Aiven for Apache Flink® simplifies the process of creating an Apache Flink® source table that uses the Confluent Avro data format with Karapace, an open-source schema registry for Apache Kafka® that enables you to store and retrieve Avro schemas. With Aiven for Apache Flink, you can stream data in the Confluent Avro data format and perform real-time transformations.

Prerequisites

  1. In the Aiven for Apache Flink service page, select Application from the left sidebar.

  2. Create an application or select an existing one with Aiven for Apache Kafka® integration.

    note

    If editing an existing application, create a version to make changes to the source or sink tables.

  3. In the Create new version screen, select Add source tables.

  4. Select Add new table or select Edit to edit an existing source table.

  5. In the Add new source table or Edit source table screen, select the Aiven for Apache Kafka® service as the integrated service.

  6. In the Table SQL section, enter the SQL statement below to create an Apache Kafka®-based Apache Flink® table with Confluent Avro:

    CREATE TABLE kafka (
    -- specify the table columns
    ) WITH (
    'connector' = 'kafka',
    'properties.bootstrap.servers' = '',
    'scan.startup.mode' = 'earliest-offset',
    'topic' = 'my_test.public.students',
    'value.format' = 'avro-confluent', -- the value data format is Confluent Avro
    'value.avro-confluent.url' = 'http://localhost:8082', -- the URL of the schema registry
    'value.avro-confluent.basic-auth.credentials-source' = 'USER_INFO', -- the source of the user credentials for accessing the schema registry
    'value.avro-confluent.basic-auth.user-info' = 'user_info' -- the user credentials for accessing the schema registry
    )

    The following are the parameters:

    • connector: the Kafka connector type, between the Apache Kafka SQL Connector (value kafka) for standard topic reads/writes and the Upsert Kafka SQL Connector (value upsert-kafka) for changelog type of integration based on message key.

      note

      For more information on the connector types and the requirements for each, see the articles on Kafka connector types and the requirements for each connector type.
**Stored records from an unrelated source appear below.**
PR #1076, opened 2023-11-21
Use ie40evf instead of iavf driver

ehhkjjn:
Hi, this PR fixes IOMMU fault when the IAVF driver is used together with other DPDK applications. This is done by using the i40evf driver instead of IAVF if TREX_PATCH is set.

This is related to the following issue:
Cannot Rx after DPDK 22.03 version with iavf(XL710 VF) #861

### DIFF
--- a/src/dpdk/drivers/net/iavf/iavf_ethdev.c
+++ b/src/dpdk/drivers/net/iavf/iavf_ethdev.c
@@ -142,10 +142,12 @@ static int iavf_tm_ops_get(struct rte_eth_dev *dev __rte_unused, void *arg);
 
 static const struct rte_pci_id pci_id_iavf_map[] = {
 	{ RTE_PCI_DEVICE(IAVF_INTEL_VENDOR_ID, IAVF_DEV_ID_ADAPTIVE_VF) },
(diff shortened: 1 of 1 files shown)


egwakim:
The issue with standalone TRex startup can be resolved by by https://github.com/cisco-system-traffic-generator/trex-core/pull/1068
But, if different multiple DPDK applications access same PF, it still have issue with IAVF.
We need to use i40evf.
I reported iavf issue to DPDK bugzilla.
https://bugs.dpdk.org/show_bug.cgi?id=1019

egwakim:
Hi @hhaim 
i40evf is still maintained by DPDK and TRex.
See the latest version of DPDK : https://github.com/DPDK/dpdk/tree/main/drivers/net/i40e
See code in TRex : https://github.com/cisco-system-traffic-generator/trex-core/tree/master/src/dpdk/drivers/net/i40e
Above code tested in my lab and worked well with i40evf driver.

hhaim:
@egwakim understood, let me check on our setup

hhaim:
Works on our setup. 
rebased.

PR #1096, opened 2024-01-12
Fix sanitizer errors in testcases

bjosv:
- Fixed the heap-use-after-free issues in TPGRxStatsTest.
The tests uses `tpg_header` when validating the statistics while its memory `m1` has been freed.
`tmp_buf` is not used in tests but is now correct in size.

- Fixed direct and indirect leaks in tests
Fixed a couple of testcases that triggered errors by the leak sanitizer.

All issues are due to missing actions in the testcases.

There are still 2 testcase left that are expected to leak for some reason:
* gt_astf_inter.astf_negative_2
* gt_astf_inter.astf_negative_3

while negative_4 and negative_5 are commented away in legacy. Maybe we should remove all of them?
The flows are already covered by other testcases, except they perform proper cleanup.
    
Currently we need to filter out these negative testruns when using memory analysis tools:
 `./bp-sim-64 --ut --gtest_filter='-*.astf_negative*'`

### DIFF
--- a/src/bp_gtest.cpp
+++ b/src/bp_gtest.cpp
@@ -2884,6 +2884,7 @@ TEST_F(gt_ring, ring1) {
         uint32_t *p;
         assert(my.Dequeue(p)==0);
         EXPECT_EQ_UINT32(*p, i);
+        delete p;
     }
     uint32_t *p;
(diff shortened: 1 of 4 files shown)


hhaim:
recheck

PR #1102, opened 2024-02-08
dpdk: use 1gb hugepages in priority

rjarry:
Even when 1GB hugepages are allocated on boot and available, trex will try to allocate 2MB pages and ignore the 1GB pages. Change the logic and see if 1GB hugepages can be used in priority. If there are not enough 1GB hugepages, fallback on 2MB.

### DIFF
--- a/scripts/dpdk_setup_ports.py
+++ b/scripts/dpdk_setup_ports.py
@@ -729,7 +729,7 @@ Other network devices
             pass # should we fail here?
 
     def is_hugepage_file_exits(self,socket_id):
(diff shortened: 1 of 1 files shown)


aharivel:
I've tested this patch and the result is as discribed.
This prevent Warning like:

# ./t-rex-64 -i ./stl/udp_1pkt_mac.py
WARNING: tried to configure 2048 hugepages for socket 0, but result is: 1136
...

Tested-by: Anthony Harivel <aharivel@redhat.com>

hhaim:
rebased

PR #1103, opened 2024-02-08
Revert "Use ie40evf instead of iavf driver"

ehhkjjn:
This reverts commit 7825d05cfbf2b8da3eaa3c6d9714a98e46086f6b - "Use ie40evf instead of iavf driver".

The commit "Use ie40evf instead of iavf driver" did not solve any issue. Instead it introduced other problems. After discussion with Gwangmoon Kim we came to the conclusion that we need to revert the previous commit.


hhaim:
rebased

PR #1104, opened 2024-02-15
fix doc typo for bidirectional traffic

joetats:
As someone who was using the cookbook as a replacement for the documentation (whoops) this was a little gotcha that caught me, hoping this helps!


hhaim:
rebased

PR #1106, opened 2024-02-25
Fix packet counters for mlx5 driver in trex

Civil:
That should fix wrong stats on ConnectX6 network cards once and for all

That is a minimized version of the patch (that retains counters diff).

Detailed changes:
 * Instead of keeping enums for counters, query them and store mapping in unordered_map
 * Remove xstats_array as it is no longer needed if we have mapping
 * Reference counters by their DPDK name
 * To make it future proof - make sure if counters are missing trex will crash with out_of_bound exception (asserts are there to verify counters still exists)
 * stats are now uint64_t instead of uint32_t as that is how they are reported from DPDK and down-conversion seems unnecessary

Screenshot of the change before the changes (current v3.04):
v3.04

Screenshot of the state of counters after this change:
This PR


hhaim:
@Civil pass our regression. rebased, thanks for the digging into this

PR #1112, opened 2024-02-27
Fix console `stats -x` not working on mlx5 cards

### LINKED ISSUE #1111: trex-console doesn't report xstats when len(values) doesn't match len(names)
In DPDK 23.03 (and later), it is possible that Length of xstats_name doesn't match lenth of xstats_values:

https://doc.dpdk.org/api-23.03/rte__ethdev_8h.html#a300d75b583c1f5acfe5b162a5d8c0ac1

```
There is an assumption that 'xstat_names' and 'xstats' arrays are matched by array index: xstats_names[i].name => xstats[i].value

```

This is exactly what happens in my case:
```
trex>stats -x

stats - Length of get_xstats_names: 79 and get_port_xstats_values: 63
```

https://github.com/cisco-system-traffic-generator/trex-core/blob/master/scripts/automation/trex_control_plane/interactive/trex/common/stats/trex_port_stats.py#L226-L227

Simple workaround would be to do:
```
        names = self.names[:len(values)]
        if len(values) != len(names):
            raise TRexError('Length of get_xstats_names: %s and get_port_xstats_values: %s' % (len(self.names), len(values)))

```

And that would make `stats -x` working again even if you combine multiple generations of connectx cards:
CleanShot 2024-02-27 at 19 35 46

Civil:
At least in DPDK 23.03 (and later) xstats_names might return more names than xstats_values and that is considered normal.

See https://doc.dpdk.org/api-23.03/rte__ethdev_8h.html#a300d75b583c1f5acfe5b162a5d8c0ac1

In this case it seems appropriate to force names to be same length as values

Fixes #1111

### DIFF
--- a/scripts/automation/trex_control_plane/interactive/trex/common/stats/trex_port_stats.py
+++ b/scripts/automation/trex_control_plane/interactive/trex/common/stats/trex_port_stats.py
@@ -223,10 +223,11 @@ class PortXStats(AbstractStats):
     def _pre_update(self, snapshot):
         values = snapshot['xstats_values']
 
-        if len(values) != len(self.names):
-            raise TRexError('Length of get_xstats_names: %s and get_port_xstats_values: %s' % (len(self.names), len(values)))
+        # DPDK might report more available names than values
+        # See https://doc.dpdk.org/api-23.03/rte__ethdev_8h.html#a300d75b583c1f5acfe5b162a5d8c0ac1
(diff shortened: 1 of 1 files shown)


Civil:
@hhaim would it be possible for you to look at this PR? As to be honest, I don't want to maintain my own fork but without that patch TUI doesn't work properly on ConnectX-6 and 7.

    • properties.bootstrap.servers: this parameter can be left empty since the connection details will be retrieved from the Aiven for Apache Kafka integration definition

    • topic: the topic to be used as a source for the data pipeline. To use a new topic that does not yet exist, write the topic name.

    • value.format: indicates that the value data format is in the Confluent Avro format.

      note

      The key.format parameter can also be set to the avro-confluent format.

    • avro-confluent.url: this is the URL for the Karapace schema registry.

    • value.avro-confluent.basic-auth.credentials-source: this specifies the source of the user credentials for accessing the Karapace schema registry. At present, only the USER_INFO value is supported for this parameter.

    • value.avro-confluent.basic-auth.user-info: this should be set to the user_info string you created earlier.

      important

      To access the Karapace schema registry, the user needs to provide the username and password using the user_info parameter. The user_info parameter is a string formatted as user_info = f"{username}:{password}".

      Additionally, on the source table, the user only needs read permission to the subject containing the schema. However, on the sink table, if the schema does not exist, the user must have write permission for the schema registry.

      It is important to provide this information to authenticate and access the Karapace schema registry.

  7. To create a sink table, select Add sink tables and repeat steps 4-6 for sink tables.

  8. In the Create statement section, create a statement that defines the fields retrieved from each message in a topic.

The Aiven for Apache Kafka service called demo-kafka includes a topic called my_test.public.student that holds a stream of student data in Confluent Avro format like:

{"id": 1, "name": "John", "email": "john@gmail.com"}
{"id": 2, "name": "Jane", "email": "jane@yahoo.com"}
{"id": 3, "name": "Bob", "email": "bob@hotmail.com"}
{"id": 4, "name": "Alice", "email": "alice@gmail.com"}

You can define a students Flink table by selecting demo-kafka as the integration service and writing the following SQL schema:

CREATE TABLE students (
id INT,
name STRING,
email STRING
) WITH (
'connector' = 'kafka',
'properties.bootstrap.servers' = '',
'scan.startup.mode' = 'earliest-offset',
'topic' = 'my_test.public.students',
'value.format' = 'avro-confluent'
'value.avro-confluent.url' = 'http://localhost:8082',
'value.avro-confluent.basic-auth.credentials-source'= 'USER_INFO',
'value.avro-confluent.basic-auth.user-info" = 'user_info',
)
note

The SQL schema includes the output message fields id, name, email and the related data type.